Given information:

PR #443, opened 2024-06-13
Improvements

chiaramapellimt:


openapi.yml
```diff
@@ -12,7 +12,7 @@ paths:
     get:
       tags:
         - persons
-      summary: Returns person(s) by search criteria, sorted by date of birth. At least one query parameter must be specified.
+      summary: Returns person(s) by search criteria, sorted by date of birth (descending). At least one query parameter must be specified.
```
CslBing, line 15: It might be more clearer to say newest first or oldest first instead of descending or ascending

Exercise objective:
Count of lines that include "birth" in the records above: write that value only.

Solution for this exercise:
2